Variability in data transformation: towards data migration product lines

David Romero-Organvidez, David Benavides, Jose-Miguel Horcas, María Teresa Gómez-López

Technical Track

Location PinHaus der Universität, Schlösslistrasse 5, 3008 Bern, Switzerland
7 February 2024, 11:20 CET
SpeakerDavid Romero-Organvidez
DiscussantPaul Grünbacher
https://dl.acm.org/doi/10.1145/3634713.3634724

Software evolution often requires data management and more concretely data migration. Data migration follows an ETL process: extracting (E) data from a source, transforming (T) the data depending on migration needs, and loading (L) the data in a target data storage. Data migration projects are recognised to be complex and challenging tomanage, which can lead to resource loss and planning delays. Among the reasons for data migration project failure is the lack of systematic artifact reuse (e.g., transformation script) in the data migration process. Every new data migration project is often developed from scratch.
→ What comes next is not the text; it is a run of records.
PR #52, opened 2023-03-07
Fix shared workflow permissions

ajschmidt8:
After merging #43, there were some private repositories that were having issues checking out source code in GHAs.

Further investigation revealed that by omitting the other keys in the `permissions` block that was added, we were effectively setting them to `none` ([src](https://docs.github.com/en/actions/using-jobs/assigning-permissions-to-jobs#overview)).

To remedy this, this PR includes the following changes:

- Keeps the `id-token` permissions as `write`, but set the remaining permissions as described in the `restricted` column [here](https://docs.github.com/en/actions/security-guides/automatic-token-authentication#permissions-for-the-github_token)
  - We can always adjust this if needed, but I think this is fine
- Moves the `permissions` block to the top of each workflow so that it's applied to all jobs in each workflow file

### DIFF
--- a/.github/workflows/conda-cpp-build.yaml
+++ b/.github/workflows/conda-cpp-build.yaml
@@ -19,6 +19,21 @@ on:
         type: string
         default: "ci/build_cpp.sh"
 
+permissions:
+  actions: none
+  checks: none
+  contents: read
+  deployments: none
+  discussions: none
+  id-token: write
+  issues: none
+  packages: read
+  pages: none
+  pull-requests: none
+  repository-projects: none
+  security-events: none
+  statuses: none
+
 jobs:
   build:
     timeout-minutes: 480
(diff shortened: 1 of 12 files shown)


bdice (approved):
Do we need any “pull-request” permissions to check any metadata on a given PR? Wondering if that matters for our “copy PR” workflows.

Also why do we need “packages: read”?

ajschmidt8:
> Do we need any “pull-request” permissions to check any metadata on a given PR? Wondering if that matters for our “copy PR” workflows.

Nope, that's handled separately in the ops-bot. This won't affect it.


> Also why do we need “packages: read”?

I just used the default values listed under the `restrictive` column here: https://docs.github.com/en/actions/security-guides/automatic-token-authentication#permissions-for-the-github_token

bdice:
Are we missing keys like “metadata”?

ajschmidt8:
> Are we missing keys like “metadata”? edit: seems like all other keys are listed.

see this excerpt ([src](https://docs.github.com/en/actions/security-guides/automatic-token-authentication#modifying-the-permissions-for-the-github_token)):

> You can use the `permissions` key in your workflow file to modify permissions for the `GITHUB_TOKEN` for an entire workflow or for individual jobs. This allows you to configure the minimum required permissions for a workflow or job. When the `permissions` key is used, all unspecified permissions are set to no access, **with the exception of the `metadata` scope, which always gets read access.**


`metadata` was also omitted in the example below, which is why I omitted it.

- https://docs.github.com/en/actions/using-jobs/assigning-permissions-to-jobs#overview

bdice:
Thanks for clarifying. I missed that in the docs.

PR #53, opened 2023-03-08
Set `pull-requests` permissions to `read`

ajschmidt8:
This is a follow-up to #52.

In hindsight, we should set the `pull-requests` permission to `read` like @bdice suggested.

This will ensure that the [get-pr-info](https://github.com/rapidsai/shared-action-workflows/blob/93a3e440be17665911049908058c14c9e8a25304/get-pr-info/action.yml) composite action can use the token for retrieving pull-request metadata.

### DIFF
--- a/.github/workflows/conda-cpp-build.yaml
+++ b/.github/workflows/conda-cpp-build.yaml
@@ -29,7 +29,7 @@ permissions:
   issues: none
   packages: read
   pages: none
-  pull-requests: none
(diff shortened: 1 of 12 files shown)


bdice (approved):
[I won't say I told you so. 😉](https://github.com/rapidsai/shared-action-workflows/pull/52#pullrequestreview-1329743097)

PR #57, opened 2023-03-20
Change the default behavior for rewriting wheel names and versions.

vyasr:
All RAPIDS libraries that build wheels have now been migrated away from versioneer and towards the new approach for versioning. In order to avoid any disruptive changes to other repos given the approach of burn down, this PR changes the default value of this parameter rather than removing it outright. That way, once this is merged each library can go through and remove the (now redundant) parameter from their workflows without any breakage, and we can then remove the associated code paths in the workflows in this repo.

### DIFF
--- a/.github/workflows/wheels-manylinux-build.yml
+++ b/.github/workflows/wheels-manylinux-build.yml
@@ -94,7 +94,7 @@ on:
       uses-setup-env-vars:
         required: false
         type: boolean
-        default: true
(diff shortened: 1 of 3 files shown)


vyasr:
Now that we're in burndown for some packages let's push this change to 23.06 to avoid unnecessary breaks.

ajschmidt8 (approved):

PR #62, opened 2023-04-07
Add support for manipulating `conda` build/test matrices downstream

ajschmidt8:
This PR introduces support for manipulating the default matrices in our shared build and test `conda` workflows from downstream repositories.

## Usage:

The filtering can be done via a new workflow input, `matrix_filter`.

`matrix_filter` is intended to contain a `jq` filter (see [docs](https://stedolan.github.io/jq/manual/)).

The `input` provided to `matrix_filter` is an array containing the default build matrix (e.g. [these values](https://github.com/rapidsai/shared-action-workflows/blob/d2eba320e08eedc5087596e47fca89d606058e8c/.github/workflows/conda-cpp-build.yaml#L56-L57)).

The default value of `matrix_filter` is `.` (the `jq` [identity filter](https://stedolan.github.io/jq/manual/#Identity:.)).

This example shows how `matrix_filter` can be used to remove `arm64` matrix combinations from the shared `conda-cpp-build.yaml` workflow.

```yaml
conda-cpp-build:
    uses: rapidsai/shared-action-workflows/.github/workflows/conda-cpp-build.yaml@branch-23.04
    with:
      matrix_filter: map(select(.ARCH != "arm64"))
```

## Additional Changes

This PR also:

- changes the syntax used to represent our default matrices from JSON to YAML since YAML is a little more forgiving. It uses `yq` to convert it back to JSON so that it can be consumed correctly by GHAs.
- switches our generated matrix to look like `{"include": [...]}` instead of `{"includes": [...]}`. This was a typo. Fixing the typo lets us reference the matrix values as `matrix.ARCH` instead of `matrix.includes.ARCH` (see [here](https://docs.github.com/en/actions/using-jobs/using-a-matrix-for-your-jobs#expanding-or-adding-matrix-configurations) for GHAs docs).

### DIFF
--- a/.github/workflows/conda-cpp-build.yaml
+++ b/.github/workflows/conda-cpp-build.yaml
@@ -59,7 +59,7 @@ jobs:
 
           echo "MATRIX=$(
             yq -n -o json 'env(MATRIX)' | \
-            jq -c '${{ inputs.matrix_filter }} | {includes: .}' \
+            jq -c '${{ inputs.matrix_filter }} | {include: .}' \
           )" >> ${GITHUB_OUTPUT}
   build:
     needs: compute-matrix
@@ -71,11 +71,11 @@ jobs:
       - self-hosted
       - linux
       - ${{ inputs.node_type }}
-      - ${{ matrix.includes.ARCH }}
+      - ${{ matrix.ARCH }}
     env:
       RAPIDS_ARTIFACTS_DIR: ${{ github.workspace }}/artifacts
     container:
-      image: rapidsai/ci:cuda${{ matrix.includes.CUDA_VER }}-${{ matrix.includes.LINUX_VER }}-py${{ matrix.includes.PY_VER }}
+      image: rapidsai/ci:cuda${{ matrix.CUDA_VER }}-${{ matrix.LINUX_VER }}-py${{ matrix.PY_VER }}
       env:
         RAPIDS_BUILD_TYPE: ${{ inputs.build_type }}
         PARALLEL_LEVEL: ${{ env.PARALLEL_LEVEL }}
--- a/.github/workflows/conda-cpp-build.yaml
+++ b/.github/workflows/conda-cpp-build.yaml
@@ -18,6 +18,9 @@ on:
       build_script:
         type: string
         default: "ci/build_cpp.sh"
+      matrix_filter:
+        type: string
+        default: "."
 
 defaults:
   run:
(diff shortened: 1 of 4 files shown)


ajschmidt8:
I assume we'll probably add this to the `wheel` workflows as well, but I want to chat with @sevagh about that first before adding it to this PR.

.github/workflows/conda-cpp-build.yaml
```diff
@@ -39,23 +42,40 @@ permissions:
...
       - self-hosted
       - linux
       - ${{ inputs.node_type }}
-      - ${{ matrix.ARCH }}
+      - ${{ matrix.includes.ARCH }}
     env:
       RAPIDS_ARTIFACTS_DIR: ${{ github.workspace }}/artifacts
     container:
-      image: rapidsai/ci:cuda${{ matrix.CUDA_VER }}-${{ matrix.LINUX_VER }}-py${{ matrix.PY_VER }}
+      image: rapidsai/ci:cuda${{ matrix.includes.CUDA_VER }}-${{ matrix.includes.LINUX_VER }}-py${{ matrix.includes.PY_VER }}
```
bdice, line 78: Is it possible to remove the "includes" level of key here? I am not super familiar with `jq` syntax -- it looks like this is a level of hierarchy that is being added but isn't strictly necessary?

ajschmidt8: Yes, you're right. I battled with this in the past and couldn't figure out why it was necessary for dynamic matrices but not hardcoded matrices.

After re-reading the GHAs docs below, I'm now realizing that my matrix output should say `include` and not `includes`. I think once I fix that typo in the first job, we can remove this extra level in the subsequent job.

- https://docs.github.com/en/actions/using-jobs/using-a-matrix-for-your-jobs#expanding-or-adding-matrix-configurations

I'll push a follow-up commit to test.

ajschmidt8:
To Do:

- adapt `wheel` jobs
  - also apply `include` fix to `wheel` jobs
- add `include` changes to PR body

.github/workflows/conda-cpp-build.yaml
ajschmidt8: Yup, that worked in the downstream https://github.com/rapidsai/ucxx/pull/18 PR.

Good catch @bdice!

bdice (approved):
All looks good to me!

ajschmidt8:
`wheel` PR - https://github.com/rapidsai/shared-action-workflows/pull/65

PR #67, opened 2023-04-11
`wheels-manylinux-test.yml` Fix

### LINKED ISSUE #63: Add support for manipulating `wheel` build/test matrices downstream
We should adapt the changes in #62 to `wheel` workflows for consistency.

ajschmidt8:
#63 included a bug that caused the wheel unit and smoke test commands to not be properly escaped.

The fix was to inject those values as `bash` variables rather than with a GitHub Action's expression.

This required updating the outer quotations for the `MATRICES` environment variable in `.github/workflows/wheels-manylinux-test.yml` to use `"` instead of `'`.

For consistency, I've updated the other matrix environment variables to match this style.

Additionally, I've switched the final matrix output to use `tee --append` instead of `>>` so that the matrix value is printed to the GitHub Actions console. This is useful for inspecting the final computed matrices.

### DIFF
--- a/.github/workflows/conda-cpp-build.yaml
+++ b/.github/workflows/conda-cpp-build.yaml
@@ -60,7 +60,7 @@ jobs:
           echo "MATRIX=$(
             yq -n -o json 'env(MATRIX)' | \
             jq -c '${{ inputs.matrix_filter }} | {include: .}' \
-          )" >> ${GITHUB_OUTPUT}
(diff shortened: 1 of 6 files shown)


ajschmidt8:
These workflow changes were tested in https://github.com/rapidsai/cuml/pull/5353.

jjacobelli (approved):

PR #73, opened 2023-05-03
CUDA 12.0 pip support

### LINKED ISSUE #76: Reenable download of locally built wheels at the build stage
The changes in #71 left out the `PIP_FIND_LINKS` logic. The corresponding changes to all of the repos also stopped downloading files to a local wheelhouse in favor of just downloading to a local repo and installing the package in something like a `before-wheel` command. The problem with this change is that it only works for runtime dependencies. Build time dependencies pulled into isolated builds via pyproject.toml build-system:requires lists cannot access this. At present, the only place that this could be a problem is if pylibcugraph's Cython code makes an API-breaking change that needs to be made available to cugraph, because that is the only RAPIDS project building two wheels where the first one is a build-time dependency of the second (pylibraft is a runtime, not build-time, dependency of raft-dask). I think we can afford to wait on getting this fixed until we refactor the workflows to support easier local CI, but if cugraph runs into issues in the interim we can figure out how to get this feature back again.

bdice:
This PR enables CUDA 12.0 CI workflows for pip wheels. It is currently a subset of the changes in the `cuda-120` branch, which also adds conda.

Closes #76

### DIFF
--- a/.github/workflows/wheels-manylinux-test.yml
+++ b/.github/workflows/wheels-manylinux-test.yml
@@ -90,12 +90,18 @@ jobs:
           export MATRICES="
             pull-request:
               - { arch: 'amd64', python: '3.9', ctk: '11.8.0', image: 'ubuntu18.04', test-type: 'unit', test-command: ${UNIT_TEST_CMD}, gpu: 'v100', driver: 'latest' }
+              - { arch: 'amd64', python: '3.9', ctk: '12.0.1', image: 'ubuntu18.04', test-type: 'unit', test-command: ${UNIT_TEST_CMD}, gpu: 'v100', driver: 'latest' }
               - { arch: 'arm64', python: '3.9', ctk: '11.8.0', image: 'ubuntu20.04', test-type: 'smoke', test-command: ${SMOKE_TEST_CMD}, gpu: 'a100', driver: 'latest' }
+              - { arch: 'arm64', python: '3.9', ctk: '12.0.1', image: 'ubuntu20.04', test-type: 'smoke', test-command: ${SMOKE_TEST_CMD}, gpu: 'a100', driver: 'latest' }
             nightly:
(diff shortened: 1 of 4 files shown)


.github/workflows/wheels-manylinux-test.yml
```diff
@@ -90,12 +90,18 @@ jobs:
           export MATRICES="
             pull-request:
               - { arch: 'amd64', python: '3.9', ctk: '11.8.0', image: 'ubuntu18.04', test-type: 'unit', test-command: ${UNIT_TEST_CMD}, gpu: 'v100', driver: 'latest' }
+              - { arch: 'amd64', python: '3.9', ctk: '12.0.1', image: 'ubuntu18.04', test-type: 'unit', test-command: ${UNIT_TEST_CMD}, gpu: 'v100', driver: 'latest' }
               - { arch: 'arm64', python: '3.9', ctk: '11.8.0', image: 'ubuntu20.04', test-type: 'smoke', test-command: ${SMOKE_TEST_CMD}, gpu: 'a100', driver: 'latest' }
+              - { arch: 'arm64', python: '3.9', ctk: '12.0.1', image: 'ubuntu20.04', test-type: 'smoke', test-command: ${SMOKE_TEST_CMD}, gpu: 'a100', driver: 'latest' }
```
ajschmidt8, line 95: I am going to open a follow-up PR to remove the `arm64` testing for wheels from `11.8` now that `12.0` is out.

We have very limited (8) `arm` GPU runners.

With this `arm` addition, a single PR will take up 4 GPUs:

- 1 arm GPU for conda C++ tests
- 1 arm GPU for conda Python tests
- 2 arm GPUs for wheel tests

This will cause really long queues for the arm GPU runners.

bdice: Can we do smoke tests instead of full tests?

ajschmidt8: That's what it's currently doing, but I still think it's impractical to have a single PR take up half of our ARM GPUs.

I think it's a fine trade-off to test only the latest CUDA version for ARM in PRs and rely on nightly testing for additional confidence.

We can always widen this matrix again in the future when we get more capacity.

PR #655, opened 2019-09-20
Update WoWPro_Parser.lua

elidion:
add an else make PLAYER ni if x and y don't exist. l so validateMapCoords doesn't throw up.


Ludovicus-Maior:
nil is the right thing

PR #674, opened 2019-09-26
01 12 elwynn patch

geridoc:
Small improvements for Northshire Valley.


geridoc:
> I'm confused by the last change. Why move the accept from immediately after the turnin? Now it reads: 1 ) turn in Milly Osworth 2) go to echo Ridge and kill some Kobolds 3) come back to Milly and pick up a new quest.

Whoops, you're right, it should be:
C Skirmish at Echo Ridge
T Milly Osworth
A Milly's Harvest

PR #768, opened 2019-11-01
Update 25_26_Wetlands.lua

Cagomei:
Removed Report to Captain Stoutfist for Human and Night elf as this quest requires a quest chain from Loch Modan.


elidion:
I fixed this with the proper PREs, the Grail PRE check pass undid the way I did it orginally. Plus this shouldn't be removed for humans anyway.

PR #774, opened 2019-11-10
Update 20_25_Bitsem_Ashenvale.lua

Cagomei:
Vol'jin is dead, Eitrigg is accept his quest turn ins.


Ludovicus-Maior:
Sorry for the delay.

PR #790, opened 2019-12-11
Update 110_120_Emmaleah_Voldun.lua

Cagomei:
Missing zone tag(s)


Ludovicus-Maior:
Changed made to http://wow-pro.com/wiki/vol039dun_horde

PR #794, opened 2020-01-18
Update 120_120_Elidion_BlackEmpire.lua

elidion:
Looks like a quest was removed from PTR, commenting out just in case it makes a return. Also put in the improved defensive system order, not sure if this was removed or Ludo had an older  version of my PTR playthroughs.


luis-ortiz:
Cool!  I was wondering why I could not get that quest.  I was thinking it was because I had not finished the end game storyline.   The version you have me was back when we were debugging TomTom.  It had alot of notes and comments that I incorporated in haste.

Ludovicus-Maior:
Cool! I was wondering why I could not get that quest. I was thinking it was because I had not finished the end game storyline. The version you have me was back when we were debugging TomTom. It had alot of notes and comments that I incorporated in haste.

PR #819, opened 2020-04-04
Update 21_30_Hendo_HordeChapter1.lua

Hendo72:
Added a note to remind player that upon turning in Assault on Fenris Isle (QID 442)to destroy Bethor's Potion; as it is not needed anymore.
- The note will only show if the quest is neither available nor active.
- May need verification on proper syntax for a quest that has been turned in.


Hendo72:
Looking for a better way to do this.

PR #949, opened 2020-07-29
Rewrite guide list

Gethe:
Complete rewrite of the guide list.

- Uses Blizzard templates and UI functions so we aren't reinventing the wheel
- Centralized handling of tooltips, tabs, and frame creation
- Redone UI
- Tested on Beta, Live, and Classic

In the future, the new code can also be used and adapted for Current Guide and the actual guide window.

WoWScrnShot_072920_111214


Gethe:
To be clear, this does not require any changes to the guides themselves.

PR #957, opened 2020-08-20
Update 110_110_Blanc_Suramar.lua

Blanckaert:
fixed what Grail screamed about.  will also replace website page so changes dont get written over


Ludovicus-Maior:
Closes #882

PR #964, opened 2020-08-28
Update 20_25_Twists_Duskwood.lua

elidion:
Changed some of the guide flow to make more sense, after running 3 alts through duskwood and getting irritated with some direction, I decided to update the guide a bit.


Ludovicus-Maior:
Uploaded to web site.

PR #965, opened 2020-09-01
Shadowlands Initial Push

elidion:
* Stripped out LVL tags
* changed the level of everything in  guide to be 10-50 with a few exceptions while it gets worked out.
* Merged the 2 DH guides - left the vault one to see if there is a way to transfer the history with it, but removed it from guides.xml
* Touched up DK Intro Guide
* Renamed every file in the Neutral Folder - Want to make sure this does what Ludo wants before I made changes to Alliance/Horde.
*Probabaly some other stuff i'm forgetting, cleaned up a lot of other crap.


WoWPro_Leveling/Alliance/01_05_Bitsem_Shadowglen.lua
```diff
@@ -1,290 +1,41 @@
-
--- WoWPro Guides by "The WoW-Pro Community" are licensed under a Creative Commons Attribution-NonCommercial-NoDerivs 3.0 Unported License.
```
Ludovicus-Maior, line 2: The comments should not be removed.
They will get added back in.

PR #988, opened 2020-09-08
Major GuideList Overhaul

elidion:
**WoWPro\WowPro_Leveling.lua**

- Added additional allied races to WoWPro.Leveling.AlliedStartGuides.
- Added Exiles Reach Detection.
- Adjusted Newcharacter detection for DK/DH/Allied Races to appropriate new starter levels.

**WoWPro_Leveling\WoWPro_Leveling_GuideList.lua**
* Added LevelRefresh function to dynamically assign level ranges. (Original plan, didn't really need its own function, can probably be integrated into GetGuides() now that everything is in place.)
* GetGuides modified to use the level refresh function and check sortlevel.
* levelsort function seemed bugged, was comparing a.level to b.level and getting nil errors instead of a.guide.level and b.guide.level (I think before my changes, it wasn't really being called.)
* Integrated WoWPro.GuidelistReset boolean into Leveling:GetGuideListInfo() to work with the GOSSIP/CHROMIE_TIME CLOSE events.

**WoWPro\WoWPro.lua**
* Removed WoWPro:NewGuideLevels
* Updated WoWPro:GuideLevels to behave like the old NewGuideLevels did, This is now an override from the default dynamic level range assignments
* Created WoWPro:GuideSort for a sort override when needed. (Does not require GuideLevels, but if used in conjunction with GuideLevels it needs to come afterward.)
* Removed the QuestColor changes that were added yesterday, new level refresh handles the level scaling properly now.

**WoWPro\WoWPro_Broker.lua**
* Had to call WoWPro.Leveling:GetGuideListInfo() during WoWPro.LoadGuideReal(), it was checking the startlevel, now that GuideLevels is optional, this could be Nil until the list was viewed.

**WoWPro\WoWPro_Events.lua**
* Added event handler for CHROMIE_TIME_CLOSE
* WoWPro.GuidelistReset = true; for GOSSIP/CHROMIE_TIME CLOSE events.

**WoWPro_Leveling\{faction}\Every_Single_Guide.lua** (except classic stuff)
* Removed all WoWPro:NewGuideLevels
* Removed most WoWPro:GuideLevels, added them on guides that needed
* Added WoWPro:GuideSort to pretty much everything. Even though it isn't completely necessary, with the dynamic adjusting of guides, high levels and low levels could see slightly different orders, this standardizes it. Another thing of note with GuideSort is it's still bound to its expansion, so sort order is independant of other expansions. Basically every guide that we want to appear first for an expansion will always have a GuideSort of 1.


Ludovicus-Maior:
Nice!

PR #317, opened 2023-01-19
api:util: rename netplan_error_clear (from _free) & adopt to nullify

slyon:
## Description
api:util: rename netplan_error_clear (from _free) & adopt to nullify

The spec was updated accordingly.
As discussed during the last netplan sync meeting

## Checklist


slyon:
This function is not (currently) used in our NetworkManager integration patch, so no need to adopt there.

daniloegea (approved):
looks good

PR #318, opened 2023-01-26
request for comment: specialized schema parse errors

blackboxsw:
## Description
@slyon thanks for the jira ping. 
Request for comment as to whether this is the right approach to take to get more detailed schema errors (we could alternatively look to unique err.contents.code differences from the C library but we'd also still have to 'unpack' some encoded line/column and path values from the structured error messages in python.

Cloud-int would like to have specialized exception types from libnetplan for schema errors. The specialization needed would be attributes on the Exception raised which point to the offending config file path, the marked error line number and column  number.

It seems that all libnetplan errors are generalized from the GERROR  raised by the C code. If we can either specialize the err.contents.code for different types or errors, or allow for message format parsing in [libnetplan:_checked_lib_call](https://github.com/canonical/netplan/blob/main/netplan/libnetplan.py#L79) then cloud-init error handling and reporting from tooling can better know how to handle schema errors vs other errors raised by netplan.

```bash
mkdir /tmp/netplan
cat > /tmp/new.yaml <<EOF
network: bogus
EOF

cat > validate_bogus_netplan.py <<EOF
from netplan import libnetplan

ROOT_DIR="/tmp/netplan"
def doit():
    parser = libnetplan.Parser()
    parser.load_yaml_hierarchy(ROOT_DIR)
    try:
        parser.load_yaml("/tmp/new.yaml")
    except LibNetplanException as e: # cloud-init wants a LibNetplanSchemaException if possible
        print(dir(e))   # cloud-init doesn't want to parse the structured e.message to tease out line and column info

if __name__ == "__main__":
    doit()
EOF

PYTHONPATH=/usr/share/netplan python3 validate_bogus_netplan.py

```

## Checklist

### DIFF
--- a/netplan/libnetplan.py
+++ b/netplan/libnetplan.py
@@ -16,6 +16,7 @@
 # You should have received a copy of the GNU General Public License
 # along with this program.  If not, see <http://www.gnu.org/licenses/>.
 
+import re
 import tempfile
 import logging
 import ctypes
@@ -26,6 +27,21 @@ from typing import List, Union, IO
 
 class LibNetplanException(Exception):
     pass
+
+
+SCHEMA_ERROR_MESSAGE_REGEX = (
+    r'(?P<file_path>.*):(?P<error_line>\d+):(?<error_col>\d+): (?P<message>.*)'
+)
+
+class LibNetplanSchemaValidationException(LibNetplanException):
+
+    def __init__(self, message):
+        schema_error = re.match(SCHEMA_ERROR_MSG_REGEX, message).groupdict()
+        schema_error.groupdict()
+        self.file_path = schema_error["file_path"]
+        self.error_line = schema_error["error_line"]
+        self.error_col = schema_error["error_col"]
+        super().__init__(schema_error["message"])
 
 
 class _GError(ctypes.Structure):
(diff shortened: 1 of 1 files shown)


netplan/libnetplan.py
```diff
@@ -72,11 +88,22 @@ def _string_realloc_call_no_error(function):
...
+}
+
 def _checked_lib_call(fn, *args):
     err = ctypes.POINTER(_GError)()
     ret = bool(fn(*args, ctypes.byref(err)))
     if not ret:
-        raise LibNetplanException(err.contents.message.decode('utf-8'))
+        exception_cls = LibNetplanException
+        for error_format, error_type in GERROR_MESSAGE_FORMAT_EXCEPTION_MAP:
+            if re.match(error_format, err.contents.message.decode('utf-8')):
```
blackboxsw, line 103: Alternatively, we could raise different `err.contents.code` values to represent different exception types because regex matching of `err.contents.message` format matching could be brittle if message format changes or with internationalization of error messages at some point.

slyon:
Closing this in favor of #334 (which merged most this PR's concepts).

@blackboxsw We'd be glad for your feedback/review on that follow-up PR, when you find some time.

Software product line (SPL) engineering has been applied in many different domains to systematically reuse artifacts (e.g., code platforms, test cases) in software development processes and there are many positive experiences when applying SPL to reduce cost and time. In this paper, we present an approach using SPL techniques for data migration projects, concretely, in the data transformation stage. Our solution facilitates the automated creation of scripts that can be reused in different data migration projects. The feasibility of the proposal is validated in the domain of web information systems modernization. The validation shows how various migration scripts can be created to transform data between different content management systems. With this work, new opportunities are opened for studying the synergies of SPL and data migration. To the best of our knowledge, this is the first proposal that uses a complete stack of SPL that materializes the reuse of artifacts for data migration.